Устав, я присел и, сидя, рвался идти, но выдержал, пока не превозмог огорчения одиночества, лишавшего меня стойкой сообразительности. До этого я не трогал электрических выключателей, не из боязни, что озарится все множество помещений или раздастся звон тревоги, – это приходило мне в голову вчера, – но потому, что не мог их найти. Я взял спички, светил около дверей и по нишам. Я был в прелестном углу среди мебели такого вида и такой хрупкости, что сесть на нее мог бы только чистоплотный младенец. Найдя штепсель, я рискнул его повернуть. Мало было мне пользы; хотя яркий свет сам по себе приятно освежил зрение, озарились лишь эти стены, напоминающие зеркальные пруды с отражениями сказочных перспектив. Разыскивая выключатели, я мог бродить здесь всю ночь. Итак, оставив это намерение, я вышел вновь на поиски сообщения с низом дома и, когда вышел, услышал негромко доносящуюся сюда прекрасную музыку.
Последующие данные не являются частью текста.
PR #329, opened 2021-03-08
EVMC v7

### LINKED ISSUE #282: evmc: v7
Core-geth's [./evmc](https://github.com/etclabscore/core-geth/tree/master/evmc) adoption and implementation is currently pegged at the latest release version of the v6 major series (v6.3.1).

As noted at the [EVMC releases page](https://github.com/ethereum/evmc/releases), v7+ introduces support for the Istanbul EVM upgrades. As suggested by its major bump, it establishes a breaking change to the ABI along with quite a few other non-backward-compatible changes (see https://github.com/ethereum/evmc/releases/tag/v7.0.0). 

This issue proposes providing support for the v7 series of EVMC.

Related
- PR: #57 Feat/evmc6
- Issue: #55 Support EVMC6
- https://github.com/ledgerwatch/turbo-geth/blob/85219b651e3f3b7156ab2250bc6fbcc9a9a5ea0a/core/vm/evmc.go

meowsbits:
Resolves #282


tests/state_test.go
```diff
@@ -50,12 +51,10 @@ func TestState(t *testing.T) {
...
 	if *testEVM != "" {
-
-		// These fail because these forks were not supported at this version of the EVMOne .so.
-		// The EVMOne version (0.2.0) is the latest EVMC v6 compatible version.
-		st.skipFork("Constantinople") // Only support
-		st.skipFork("Istanbul")
-		st.skipFork("ETC_Phoenix")
+		// These interpreters fail Constantinople (but pass ConstantinopleFix).
+		if strings.Contains(*testEVM, "aleth") || strings.Contains(*testEVM, "evmone") {
+			st.skipFork("^Constantinople$")
```
meowsbits, line 56: I haven't looked at why these fail (nor at if they're even expected to pass) (the symptom is the typical `mismatched post state root`). 

Since Constantinople was (and is) followed by `ConstantinopleFix` (aka `Petersbug`) I'm inclined to consider the `Constantinople` fork as an ugly duckling and allow it to fail here without further pursuit. From its disuse (at least relative to ETH and ETC), I think it's probably fair to consider it "poorly supported"... at least as far as the the EVM domain goes (and from our current time onward). 

Note further that the subsequent `Istanbul` and its `ETC_Phoenix` variant run without complaint.

iquidus: I'm ok with this line of thinking. Other than the initial foundation testnet, no networks should be activating Constantinople and petersburg separately.

ziogaschr:
Nice work @meowsbits. I reviewed the code diff and I will try to give it a run tomorrow.

meowsbits:
@ziogaschr Am I remembering right that you mentioned `hera` wasn't building for you on OSX? Is this possible to address here? (Even if only by skipping the test on OSX if it can't easily be supported?)

ziogaschr (approved):
LGTM. 

With regard failing to run `make test-evmc` in MacOS. I examined this and it has to do with the case that lib files for Linux end at `.so` while on MacOS at `.dylib`. You can see this even in the used [libs instructions](https://github.com/ewasm/hera#building-hera).

I believe that it is ok to keep out testing of the bindings of external EVMs in MacOS is fine.

meowsbits:
@ziogaschr What do you think about adding conditions to the `build/hera.sh`, `build/ssvm.sh`, etc. scripts that assert that the OS is Linux (as the only currently supported OS by those scripts), and exit immediately with a `"This is script is only currently configured to work on Linux. Please see ${provider} documentation for instructions to build in other environments."` ?

At least that way we can give a more helpful and immediate exit (rather than risking developers having to fall down a rabbit hole debugging).

ziogaschr:
@meowsbits it's fixed on #351. Please check it and merge it in this PR if you like it.

meowsbits:
53e345fa88f400b9590545bc0f86d2703f634559 resolves merge conflicts in go.mod.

Как вкопанный я остановился: сердце мое забилось. Все заскакало во мне, и обида рванулась едва не слезами. Если до этого моя влюбленность в Дюрока, дом Ганувера, Молли была еще накрепко заколочена, то теперь все гвозди выскочили, и чувства мои заиграли вместе с отдаленным оркестром, слышимым как бы снаружи дома. Он провозгласил торжество и звал. Я слушал, мучаясь. Одна музыкальная фраза, – какой-то отрывистый перелив флейт, – манила и манила меня, положительно она описывала аромат грусти и увлечения. Тогда взволнованный, как будто это была моя музыка, как будто все лучшее, обещаемое ее звуками, ждало только меня, я бросился, стыдясь сам не зная чего, надеясь и трепеща, разыскивать проход вниз. В моих торопливых поисках я вышагал по неведомым пространствам, местами озаренным все выше восходящей луной, так много, так много раз останавливался, чтобы наспех сообразить направление, что совершенно закружился. Иногда, по близости к центру происходящего внизу, на который попадал случайно, музыка была слышна громче, дразня нарастающей явственностью мелодии. Тогда я приходил в еще большее возбуждение, совершая круги через все двери и повороты, где мог свободно идти. От нетерпения ныло в спине. Вдруг, с зачастившим сердцем, я услышал животрепещущий взрыв скрипок и труб прямо где-то возле себя, как мне показалось, и, миновав колонны, я увидел разрезанную сверху донизу огненной чертой портьеру. Это была лестница. Слезы выступили у меня на глазах. Весь дрожа, я отвел нетерпеливой рукой тяжелую материю, тронувшую по голове, и начал сходить вниз подгибающимися от душевной бури ногами. Та музыкальная фраза, которая пленила меня среди лунных пространств, звучала теперь прямо в уши, и это было как в день славы, после морской битвы у островов Ката-Гур, когда я, много лет спустя, выходил на раскаленную набережную Ахуан-Скапа, среди золотых труб и синих цветов.